**HOW TO COMPLETE THIS TASK**
Include in the output exactly the lines from the opening of the data through the line containing "as you suggested?**", and nothing more.

★ ★ ★ ★ ★

Issue #928, opened 2023-01-01
Resetting time to 00:00:00.0


rimutaka:
It takes too many lines to do a simple and commonly used (at least in my case) operation:
```
let x = dt.with_hour(0).unwrap().with_minute(0).unwrap().with_second(0).unwrap();
```
Is there a simpler way of achieving the same?

if not, would you consider a PR to do a reset like that in a single step? E.g.
```
let x = dt.reset_time();
```

esheppa:
Thanks for the question @rimutaka - one possible option is to do:

```rust
let x = NaiveTime::MIN;
```

This works as of https://github.com/chronotope/chrono/commit/e7d4402853c34bf1fbb7f59dfe257dae517dc7e2 and will be released in `0.4.23` but can currently be accessed on branch `0.4.x`.

rimutaka:
@esheppa , Eric, sorry, I probably miss something important here.

**Is there a way to replace the time only portion in `DateTime<Tz>` with `NaiveTime::MIN` as you suggested?**

I have an immutable var with `DateTime<Tz>`, say `let x = Utc::now();`. I need to reset the time portion of that to zeros, e.g. `let y = x.reset_time();` or `x.with_time(NaiveTime::MIN);`.

* x: 2023-01-03T23:19:08.281426984+00:00
* y: 2023-01-03T00:00:00.0+00:00

And I need to do it often enough in my code to find the current multi-step approach of resetting hr, min, sec, ns too verbose.

rimutaka:
@esheppa , Eric, I submitted a draft PR for this feature under #930 . Can you or any other maintainers take a look before I spend any more time polishing it?

**Unrelated**: the pipeline has a step with `cargo clippy --color=always -- -D warnings -A clippy::manual-non-exhaustive`, but there are no warnings related to `clippy::manual-non-exhaustive`. Should that option be removed?

rimutaka:
Looks like the simplest way of resetting the time for `DateTime<Tz>` is this:
```
let x = dt_w_tz.date_naive()
        .and_time(NaiveTime::MIN)
        .and_local_timezone(x.timezone())
        .unwrap();
```
 The maintainers looked into my PR #930 to simplify this, but the gains were marginal and we would still need to use `unwrap()` to avoid a potential panic.

PR #930, opened 2023-01-05
Added reset_time() to Timelike traits

rimutaka:
Comparing or sorting the date only part of timestamps is slow and difficult if the time part is present. It is often faster to reset the time part to `00:00:00.0` before adding to a list or a database.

★ ★ ★ ★ ★

**RESPONSE**
Issue #928, opened 2023-01-01
Resetting time to 00:00:00.0


rimutaka:
It takes too many lines to do a simple and commonly used (at least in my case) operation:
```
let x = dt.with_hour(0).unwrap().with_minute(0).unwrap().with_second(0).unwrap();
```
Is there a simpler way of achieving the same?

if not, would you consider a PR to do a reset like that in a single step? E.g.
```
let x = dt.reset_time();
```

esheppa:
Thanks for the question @rimutaka - one possible option is to do:

```rust
let x = NaiveTime::MIN;
```

This works as of https://github.com/chronotope/chrono/commit/e7d4402853c34bf1fbb7f59dfe257dae517dc7e2 and will be released in `0.4.23` but can currently be accessed on branch `0.4.x`.

rimutaka:
@esheppa , Eric, sorry, I probably miss something important here.

**Is there a way to replace the time only portion in `DateTime<Tz>` with `NaiveTime::MIN` as you suggested?**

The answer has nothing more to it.